Because it's very questionable whether Gonzales was telling the truth, particularly regarding when the Bush administration authorized the NSA surveillance. Gonzales was adamant that it came after Congress authorized the use of military force against Al Qaeda:
- LEAHY: Let me just ask you a few questions that could easily be answered yes or no.
I'm not asking about operational details, I'm trying to understand when the administration came to the conclusion that the congressional resolution authorizing military force again Al Qaida, where we had hoped that we would actually catch Osama bin Laden, the man who hit us -- but where you came to the conclusion that it authorized warrantless wiretapping of Americans inside the United States.
Did you reach that conclusion before the Senate passed the resolution on September 14th, 2001?

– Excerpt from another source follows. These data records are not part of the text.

PR #87, opened 2018-02-16
Add context to strings

madjar:
This commit adds a `DList Text` to the NVStr constructor. This allows haskell
code that generates string to give them a context, which will be tracked when
the string in used.

This allows, for example, to determine the dependencies of a derivation.

-------

I used a DList, because I want O(1) concatenation, and I don't expect to read it except one when I consume it to find out the dependencies of a computation.

## Alternative

Instead of hardcoding for `DList Text`, we could make it work with any monoid. That would adding one more type parameter to all types (`NValueF c m r`, `NValue c m` and `ValueSet c m`)

### DIFF
--- a/Nix/Builtins.hs
+++ b/Nix/Builtins.hs
@@ -67,18 +67,18 @@ evalPred pred = error $ "Trying to call a " ++ show pred
 prim_toString :: MonadFix m => Functor m => NValue m
 prim_toString = Fix $ NVBuiltin1 "toString" $ toString
 toString :: MonadFix m => NValue m -> m (NValue m)
-toString s = return $ Fix $ NVStr $ valueText s
+toString s = return $ Fix $ uncurry NVStr $ valueText s
 
 prim_hasAttr :: MonadFix m => NValue m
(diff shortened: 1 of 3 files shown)


jwiegley:
@madjar Looks good. How about instead of using a new dlist dependency, we just use `Endo`?  As long as you don't need to apply other sorts of list operations on the dlists, then Endo works nicely for simply accumulating strings in this style.

madjar:
@jwiegley I'm not entirely convinced. The signature `NVStr Text (Endo ([Text]))` seems much less clear to me, so I'm afraid that while saving us a dependency, it would have a non-trivial cost in term of readability and understandability of the code.

The call for this trade-off is your, though, and you get the final say :)

jwiegley:
@madjar Well that's easy. Elsewhere just define:

``` haskell
type DList a = Endo [a]
```

madjar:
@jwiegley Here you go :)

One change I made while rebasing is changing the return type of `NVLiteralPath + NVStr` from `NVLiteralPath` to `NVStr`, in order not to discard the context. For reference, the behaviour of C++nix for this is to fail if the context is non-empty ; I can do that, but then I'll move away from DList.

PR #88, opened 2018-02-24
Simplify mkDots, handle some edge cases

adnelson:
* Remove unnecessary partiality in `printNix` function
* Remove some unused imports
* For the `mkDots` helper function, a few tweaks:
  * Don't apply an empty list of attributes
  * If the expression being dotted is itself an `NSelect`, just extend the list of selectors
  * There doesn't seem to be any need to switch between static and dynamic keys based on the contents of the key, since the pretty-printer will apply quotes if necessary
* Pretty-printer should treat an `NSelect` which has no attributes as being the same as the internal expression
* Handle an edge case of an empty-string selector in an `NSelect`

### DIFF
--- a/Nix/Expr/Shorthands.hs
+++ b/Nix/Expr/Shorthands.hs
@@ -6,10 +6,11 @@ module Nix.Expr.Shorthands where
 
 import Prelude
 import Data.Monoid
-import Data.Text (Text)
+import Data.Text (Text, unpack)
 import Data.Fix
 import qualified Data.Map as Map
 import Nix.Atoms
+import Nix.Parser.Library (reservedNames)
 import Nix.Expr.Types
 import Text.Regex.TDFA.Text ()
 import Text.Regex.TDFA ((=~))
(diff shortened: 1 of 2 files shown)


jwiegley:
Thanks!

madjar:
@adnelson I'm looking into the CI failures, and it seems `mkDotsSymbolEscaping` switched to red after this PR. For the values `[ "abc def", "\\", "'abc", "\"", "-foo", "a.b.c" ]`, the test expect the result of `mkDot` to be of the form `DynamicKey (Plain (DoubleQuoted [Plain _]))` (which won't happen). Can you confirm whether the tests are wrong? Thanks!

adnelson:
Yeah, it just uses `StaticKey` for everything. The idea is that the nix AST doesn't care whether a key name is empty or alphanumeric etc; it's only when it needs to pretty-print it into a string that the need for quoting arises. 

I attempted to run tests locally but saw a large number of failures unrelated to my change, so I assumed that the code was just in a non-functional state. Should have looked for a test of this function :) I'd be happy to update it.

madjar:
Yeah, the tests now include running all the tests from the C++ implementation, some of which fail :). I run the tests with `stack test --ta '-p !upstream'` to exclude them. I'm trying to implement a "don't fail for expected failures" for them.

@adnelson If you can fix this test, that'd be cool!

GONZALES: Senator, what I can say is that the program was initiated subsequent to the authorization to use military force.
LEAHY: Well, then, let me...
GONZALES: And our legal analysis was completed prior to the authorization of that program.

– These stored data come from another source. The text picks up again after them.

PR #89, opened 2018-02-27
Eval: coerce a set to a string if there is a __asString attribute

madjar:
This is the last missing piece for my "nix for data jobs" prototype. It allows a set to be coerced to a string if it has a `__asString` attribute.

For reference, in the C++ nix, this can happen in two ways:
- If the set has an `outPath` attribute (in which case it is used);
- If the set has a `__toString` attribute, which is a function (in which case it is called with the set as argument).

I went for `__asString`, as it makes sense outside of the specific context of implementing derivations in nix.

### DIFF
--- a/Nix/Eval.hs
+++ b/Nix/Eval.hs
@@ -67,7 +67,9 @@ valueText = cata phi where
     phi (NVConstant a)    = (atomText a, mempty)
     phi (NVStr t c)       = (t, c)
     phi (NVList _)        = error "Cannot coerce a list to a string"
-    phi (NVSet _)         = error "Cannot coerce a set to a string"
+    phi (NVSet set)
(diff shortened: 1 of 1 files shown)


adnelson:
Personally I’d prefer to follow what’s in the reference implementation. If it uses __toString, I think we should too.

madjar:
I was going to argue that we don't have to follow undocumented implementations details, but the behaviour of `__toString` actually documented, so I stand corrected :)

For my use case, what I actually need is the behavior of `outPath` (which is what is implemented in this PR), which is an implementation detail in nix. Thus, I propose naming it `__asString` (or `__stringValue`) rather than `outPath` because the later makes things confusing.

I agree that honoring `__toString` would also be nice, and I can do it in a future PR.

PR #90, opened 2018-02-27
Represent builtins with 2 arguments with currying

madjar:
As a result, `NVBuiltin2` is not needed anymore, and `NVBuiltin1` gets renamed
to `NVBuiltin`

@layus This is what we were talking about in #82, if you're interested.

### DIFF
--- a/Nix/Builtins.hs
+++ b/Nix/Builtins.hs
@@ -65,18 +65,18 @@ evalPred pred = error $ "Trying to call a " ++ show pred
 -- Primops
 
 prim_toString :: MonadFix m => Functor m => NValue m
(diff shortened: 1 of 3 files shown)


layus:
Nice! I somehow failed to achieve this.

Is there a way to make hunit ignore the failed tests (but still log them ?)
The travis CI now fails all the time due to the added tests.

madjar:
@layus I was looking at that yesterday. We could try splitting the travis targets between the upstream tests and the not-upstream tests, in order to get separated reporting, but I didn't go all the way to figuring how to make the `default.nix` run only some of the tests.

(Incidentally, `ShorthandTests` is now failing)

PR #91, opened 2018-02-28
remove mkDots test, no longer necessary

adnelson:
@madjar I felt it was best to just remove the test. The logic for `mkDots` is now so trivial that any test would basically just be a reimplementation of it 😛 

While I was at it I got rid of some unused imports in `Shorthands.hs`


madjar:
I think there is a line about `ShorthandTests` in the cabal file.

PR #420, opened 2022-04-29
Update test

lars-petter-hauge:
Ert has recently changed from continuing a run when there is no ensemble variations, to stopping (as it should..).

We are mostly concerned about checking that the output from gen_data_rft does not generate an error when it's loaded. It would be better to check that it is properly included though..


berland (approved):
ok!

PR #423, opened 2022-05-03
Update design_kw to accept template files of type xml

oddvarlia:
Purpose: Sometimes it is useful to apply scripts that have xml files as model files. A template file for an xml model file has lots of keywords in <> parenthesis. But validation check in design_kw.py will fail for template files for xml model files. An exception where errors are replaced by warnings is implemented for template files of type xml.

### DIFF
--- a/semeio/jobs/design_kw/design_kw.py
+++ b/semeio/jobs/design_kw/design_kw.py
@@ -3,6 +3,8 @@ import logging
 import shlex
 import re
 
+from typing import List
+
 
 _STATUS_FILE_NAME = "DESIGN_KW.OK"
 
@@ -61,6 +63,13 @@ def all_matched(line, template_file_name, template):
                     f"but this is probably a Perl file"
                 )
             )
+        elif is_xml(template_file_name, template):
+            _logger.warning(  # pylint: disable=logging-fstring-interpolation
+                (
+                    f"{unmatched} not found in design matrix, "
+                    f"but this is probably an xml file"
+                )
+            )
         else:
             _logger.error(  # pylint: disable=logging-fstring-interpolation
                 f"{unmatched} not found in design matrix"
@@ -71,6 +80,10 @@ def all_matched(line, template_file_name, template):
 
 def is_perl(file_name, template):
     return file_name.endswith(".pl") or template[0].find("perl") != -1
+
+
+def is_xml(file_name: str, template: List[str]):
+    return file_name.endswith(".xml") or template[0].find("?xml") != -1
 
 
 def unmatched_templates(line):
--- a/tests/jobs/design_kw/test_design_kw.py
+++ b/tests/jobs/design_kw/test_design_kw.py
@@ -190,19 +190,54 @@ def test_is_perl():
     assert not design_kw.is_perl(file_name, template)
 
 
+def test_is_xml():
+    file_name = "filename.yml"
+    template = ["?xml", "  ECLIPSE_INIT_DATE: <DATE>"]
+    assert design_kw.is_xml(file_name, template)
+
+    file_name = "filename.xml"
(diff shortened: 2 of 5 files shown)


semeio/jobs/design_kw/design_kw.py
```diff
@@ -61,6 +61,13 @@ def all_matched(line, template_file_name, template):
                     f"but this is probably a Perl file"
                 )
             )
+        elif is_xml(template_file_name, template):
+            _logger.warning(  # pylint: disable=logging-fstring-interpolation
+                (
+                    f"{unmatched} not found in design matrix, "
+                    f"but this is probably a xml file"
```
berland, line 68: (I think I would say `an xml file`)

berland:
There should be a test analog to the perl test as well.

semeio/jobs/design_kw/design_kw.py
```diff
@@ -73,6 +80,10 @@ def is_perl(file_name, template):
     return file_name.endswith(".pl") or template[0].find("perl") != -1
 
 
+def is_xml(file_name, template):
+    return file_name.endswith(".xml") or template[0].find("xml") != -1
```
berland, line 84: the `template[0].find("xml")` I guess is copied from `is_perl()` where it is used as a heuristic to try to catch  for example
the shebang in a perl file (that would have made a better example in the test code for perl). Is there a similar probability for the string "xml" in the first line in an xml-file?  Could we risk ruining something where the letters `xml` is found on the first line? (no not really, since this is only changing from error to warning)

semeio/jobs/design_kw/design_kw.py
oddvarlia: OK. I also added some tests.

semeio/jobs/design_kw/design_kw.py
oddvarlia: Usually there is a string of type <?xml version="1.0" ?> in the heading. Should I check on ?xml instead maybe ? It could be useful that the code identify a file as xml file also from the top string and not only from the extension .xml What do you think? Use ?xml as search word instead of xml in the heading?

oddvarlia: It works with '?xml' as search word also to identify a file as xml format.

semeio/jobs/design_kw/design_kw.py
```diff
@@ -61,6 +61,13 @@ def all_matched(line, template_file_name, template):
                     f"but this is probably a Perl file"
                 )
             )
+        elif is_xml(template_file_name, template):
```
berland, line 64: Some day in the future, this code should be typed. Can you add simple typing to the function you added, is it 
`template_file_name: str, template: List[str]` ?

berland: (this comment applies to line 83, not this one ...)

oddvarlia: OK fixed

tests/jobs/design_kw/test_design_kw.py
```diff
@@ -190,6 +190,24 @@ def test_is_perl():
     assert not design_kw.is_perl(file_name, template)
 
 
+def test_is_xml():
```
berland, line 193: This only unit-tests the `is_xml` function I see, there should perhaps be some asserts on  `all_matched(...) == True`

oddvarlia: Added xml format files as template files in test

berland (approved):
Good!

tests/jobs/design_kw/test_design_kw.py
oddvarlia: I have added a test that run a case using template model file  where the model file is in xml format.

PR #434, opened 2022-06-13
Remove TARGET_FILE from forward model configs

### LINKED ISSUE #431: Remove usage of TARGET_FILE in job configurations
The TARGET_FILE mechanism for telling the success state of a forward model should be regarded as inferior (deprecate?) to the return code of the shell command that a particular forward model runs.

TARGET_FILE should thus be removed from all semeio jobs. Preferably with tests asserting that ERT is able to pick up return values in a proper manner. 

Relying on TARGET_FILE causes bugs like https://github.com/equinor/ert/issues/3412

berland:
ERT is able to determine failure in a forward model from
the shell exit code. Relying on exit code is more robust
than relying on last modification time of a file on disk, and
no TARGET_FILE is therefore the recommended configuration
of ERT forward models.

Resolves #431


sondreso (approved):
LGTM

PR #436, opened 2022-06-14
Solve Python 3.10 incompatibilites, fix warnings

berland:
A selection of DeprecationWarnings (not only Py310-related)
are also solved.


sondreso (approved):
:three:.:one::zero:

PR #437, opened 2022-06-14
Drop support for Python 3.6 and 3.7

berland:


.github/workflows/publish_to_pypi.yml
```diff
@@ -3,26 +3,26 @@ name: Publish Python 🐍 distributions 📦 to PyPI
...
-    - name: Install dependencies
-      run: pip install --upgrade setuptools setuptools_scm wheel twine
-    - name: Build package
-      run: python setup.py sdist bdist_wheel
-    - name: Upload deploy
-      env:
-        TWINE_USERNAME: __token__
-        TWINE_PASSWORD: ${{ secrets.PYPI_SECRET }}
-      run: python -m twine upload dist/*
+      - uses: actions/checkout@v2
```
kvashchuka, line 13: Not that it is a big of a deal, but why did you change indentation?

semeio/jobs/design2params/design2params.py
```diff
@@ -5,7 +5,6 @@
 
 import numpy as np
 import pandas as pd
-from xlrd.biffh import XLRDError
```
kvashchuka, line 8: It should be deleted in `setup.py` as well, right?

kvashchuka: There is also a comment about `xlrd` here:
https://github.com/equinor/semeio/blob/24bc00bb1755ab420bc4b8e1f1be57c7f4096086/tests/jobs/pyscal/test_pyscal.py#L148

but I am not sure I understand what is meant here. Should it be deleted as well?

.github/workflows/publish_to_pypi.yml
berland: I will blame vscode, which was insistent on fixing this indentation..

setup.py
```diff
@@ -57,7 +55,7 @@
         "ert >= 2.36.0b0",
         "configsuite>=0.6",
         "numpy",
-        "pandas>0.24",
+        "pandas>1.3.0",
```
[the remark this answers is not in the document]
berland: There is an actual dependency in `design2parameters.py` on this.

tests/jobs/design2params/test_design2params.py
```diff
@@ -1,20 +1,20 @@
 import filecmp
 import logging
 import os
-from distutils.dir_util import copy_tree
+import shutil
```
kvashchuka, line 4: Why this changes are part of this PR? I think they both work with Pythin3.6+, do they not?

berland: `distutils` is deprecated in Python 3.10

semeio/jobs/design2params/design2params.py
berland: No, we still need xlrd in order to support old Excel file formats. But with newer Pandas versions we do not need workarounds in semeio in order to support it. If we remove xlrd, the `test_support_multiple_format` for design2params will fail.

The pyscal test will also fail if it is missing, but pyscal declares xlrd as its own dependency.

berland: So we should declare `xlrd` as a direct dependency of `semeio` even though we only use it indirectly through Pandas, but Pandas declares it as optional.

kvashchuka (approved):
LGTM :)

LEAHY: So your answer is you did not come to that conclusion before the Senate passed the resolution on September 14th, 2001?
GONZALES: Sir, I certainly had not come to that conclusion. There may be others in the administration who did.

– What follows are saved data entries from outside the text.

PR #441, opened 2022-07-29
Import MeasuredData through ert

eivindjahren:
The ert import structure is going to change to conform to pep8's
"modules should explicitly declare the names in their public API using
the `__all__` attribute. [...] Other modules must not rely on indirect
access to such imported names unless they are an explicitly documented
part of the containing module's API, such as os.path".


eivindjahren:
Jenkins, test this please!

dafeda (approved):

eivindjahren:
test this please

eivindjahren:
Test this please

PR #451, opened 2022-08-15
Support YYYY-MM-DD in gendata_rft input

berland:
The old format is still supported but a FutureWarning is issued


xjules (approved):
Seems valid! :rocket:

PR #452, opened 2022-08-15
Use ert.shared instead of ert_shared

eivindjahren:


sondreso (approved):
LGTM, just needs the updated ERT version

PR #453, opened 2022-08-16
Move to new ert import structure

eivindjahren:
This uses private import ert._c_wrappers, which should be fixed asap. However, this temporary fix should do for now.


eivindjahren:
Jenkins, test this please!

oyvindeide (approved):
LGTM

PR #459, opened 2022-09-06
Solve and enforce pylint redefined-outer-name

berland:


hnformentin (approved):
LGTM, but I could not understand from fixture documentation why 

```
@pytest.fixture(name="setup_tmpdir")
def fixture_setup_tmpdir(tmpdir):

```
is preferred over

```
@pytest.fixture()
def setup_tmpdir(tmpdir):

```
For me the first one seems to be just more repetition.
Do you understand why lint suggests it?

berland:
This is the basis for the change to how fixtures are named: https://stackoverflow.com/questions/46089480/pytest-fixtures-redefining-name-from-outer-scope-pylint

PR #461, opened 2022-09-12
Solve pylint unspecified encoding

berland:


hnformentin (approved):
LGTM! I could learn a new way to read data which does not need `with` as context manager: `pathlib.Path`. Very nice 👍

PR #388, opened 2017-06-16
Fix potential problem when saving new record

cheungpat:
recordSaveHandler (recordutil.go) did not check if the fetched
record is a new record or an existing record, causing the
originalRecordMap to contain incorrect data. This PR also removes
the need for a hot fix to populate new record fields.


oursky-travis:
@cheungpat, thanks for your PR! By analyzing the history of the files in this pull request, we identified @limouren to be a potential reviewer.

Issue #376, opened 2017-06-05
Support field-based accessibility control for trivial user roles


ben181231:
Refer to the [field-based ACL feature](https://github.com/SkygearIO/features/blob/master/features/field-based-acl.md), this issue includes the support of field-based accessibility (`ReadWrite`, `ReadOnly` and `NoAccess`) for the following user roles:

- Specific User: the user specified by user ID
- Defined Roles: the user-defined roles
- Any Users: any logged-in users
- Public: any users with correct API key

skygeario/features#48

PR #390, opened 2017-06-19
 Implement read/write Field ACL for fixed user roles

cheungpat:
connects #376
refs skygeario/features#48

### DIFF
--- a/pkg/server/handler/record.go
+++ b/pkg/server/handler/record.go
@@ -279,6 +279,18 @@ func (h *RecordSaveHandler) Handle(payload *router.Payload, response *router.Res
 		return
 	}
 
+	resultFilter := recordResultFilter{
+		AssetStore: h.AssetStore,
+		UserInfo:   payload.UserInfo,
+		FieldACL: func() skydb.FieldACL {
+			acl, err := payload.DBConn.GetRecordFieldAccess()
+			if err != nil {
+				panic(err)
+			}
+			return acl
+		}(),
+	}
+
 	log.Debugf("Working with accessModel %v", h.AccessModel)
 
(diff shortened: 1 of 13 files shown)


oursky-travis:

pkg/server/handler/record.go
```diff
@@ -437,6 +449,17 @@ func (h *RecordFetchHandler) Handle(payload *router.Payload, response *router.Re
 	}
 
 	db := payload.Database
+	resultFilter := recordResultFilter{
```
rickmak: I think confront with the pattern of `newRecordResultFilter` is better?

pkg/server/handler/recordutil.go
```diff
@@ -26,6 +27,45 @@ func injectSigner(record *skydb.Record, store asset.Store) {
...
+		}
+
+		record.Remove(key)
+	}
+
+	if len(nonWritableFields) > 0 {
+		return skyerr.NewDeniedArgument("Unable to save to some record fields because of Field ACL denied update.", nonWritableFields)
+	}
+	return nil
+}
```
rickmak: Since these two methods mutate the `record` internal state, put this logic into record struct make more sense to me.

cheungpat: I hope I am not mistaken, you are talking about `scrubRecordFieldsForRead ` and `scrubRecordFieldsForWrite`, right?

I am not sure how to put the logic under `skydb.Record` because that will make the `skydb.Record` dependent on `skydb.FieldACL` and `skydb.UserInfo`. `skydb.Record` has been simple and it is not dependent on other struct.

PR #399, opened 2017-06-23
[WIP] Add role:assign/role:revoke handler

rickmak:
This PR is WIP on allowing batch operation on users' roles

Finished:
- skydb AssignRole/RevokeRole
- role:assign handler

Pending:
- The return format of the handler
- role:revoke handler
- test case on handler

Note:
For return format of handler, I am thinking should we return the affected entries. Or just success/fails instead of echo. But no time to really think through it. Feel free to comment.


cheungpat:
Superseded by #404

LEAHY: Were you aware of anybody in the administration that came to that conclusion before September 14th, 2001?
GONZALES: Senator, sitting here right now I don't have any knowledge of that.
LEAHY: Were you aware of anybody coming to that conclusion before the president signed the resolution on September 18th, 2001?
GONZALES: No, sir.
The only thing that I can recall is that we had just been attacked and that we had been attacked by an enemy from within our own borders and that...
LEAHY: Mr. Attorney General, I understand. I was here when that attack happened. And I joined with Republicans and Democrats and virtually every member of this Congress to try to give you the tools that you said you needed for us to go after Al Qaida, and especially to go after Osama bin Laden, the man that we all understood masterminded the attacks, the man who's still at large.
LEAHY: Now, back to my question: Did you come to the conclusion that you had to have this warrantless wiretapping of Americans inside the United States to protect us before the president signed the resolution on September 18th, 2001? You were the White House counsel at the time.
GONZALES: What I can say is that we came to a conclusion that the president had the authority to authorize this kind of activity before he actually authorized the activity.
LEAHY: When was that?
GONZALES: It was subsequent to the authorization to use military force.
GONZALES: Sir, it was just a short period of time after the authorization to use military force.
LEAHY: Was it before or after NSA began its surveillance program?
GONZALES: Again, the NSA did not commence the activities under the terrorist surveillance program before the president gave his authorization.
Unsurprisingly, the White House is withholding the documents authorizing the program, because those indeed would tell us when Bush signed them.
The problem with Gonzales' testimony is that it is contradicted by what we already know about the surveillance, as Jason Leopold explains at truthout.org: namely, that Bush authorized it before 9/11. He points to James Risen's State of War:
- "The president personally and directly authorized new operations, like the NSA's domestic surveillance program, that almost certainly would never have been approved under normal circumstances and that raised serious legal or political questions," Risen wrote in the book. "Because of the fevered climate created throughout the government by the president and his senior advisers, Bush sent signals of what he wanted done, without explicit presidential orders" and "the most ambitious got the message."
... According to the online magazine Slate, an unnamed official in the telecom industry said NSA's "efforts to obtain call details go back to early 2001, predating the 9/11 attacks and the president's now celebrated secret executive order. The source reports that the NSA approached U.S. carriers and asked for their cooperation in a 'data-mining' operation, which might eventually cull 'millions' of individual calls and e-mails."
Of course, even if Gonzales' chronology were correct, his entire claim is of course dubious, as former CIA General Counsel Jeffrey Smith points out:
- "It is not credible that the 2001 authorization to use force provides authority for the president to ignore the requirements of FISA," Smith wrote, adding that if President Bush's executive order authorizing a covert domestic surveillance operation is upheld as legal "it would be a dramatic expansion of presidential authority affecting the rights of our fellow citizens that undermines the checks and balances of our system, which lie at the very heart of the Constitution."
If indeed Bush took these steps before 9/11, then it should be plain it has little, indeed, to do with fighting terrorism, and everything to do with expanding presidential powers.
And the more I watch them twist and deny, the more inclined I am to believe that someday, when the details are exposed, we will be reading about grotesque abuses of the program -- including expanding it to surveillance of political opponents.